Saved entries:
┌────────
PR #22980, opened 2025-07-20
gettext: update to 0.26

AndWac:

PR #22984, opened 2025-07-21
gettext: disable nls to prevent libintl creation

AndWac:


mtelka:
This fixes https://github.com/OpenIndiana/oi-userland/pull/22980#issuecomment-3095317307

PR #23152, opened 2025-07-29
python-313: Add 3.13.5

iigs:
Several tests do not pass due to patch 34-selectmodule.patch (all tests pass if this is removed).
└────────
PROBLEM DESCRIPTION: Please return the full set of records exactly as given above.

OUTPUT BELOW:
PR #22980, opened 2025-07-20
gettext: update to 0.26

AndWac:

PR #22984, opened 2025-07-21
gettext: disable nls to prevent libintl creation

AndWac:


mtelka:
This fixes https://github.com/OpenIndiana/oi-userland/pull/22980#issuecomment-3095317307

PR #23152, opened 2025-07-29
python-313: Add 3.13.5

iigs:
Several tests do not pass due to patch 34-selectmodule.patch (all tests pass if this is removed).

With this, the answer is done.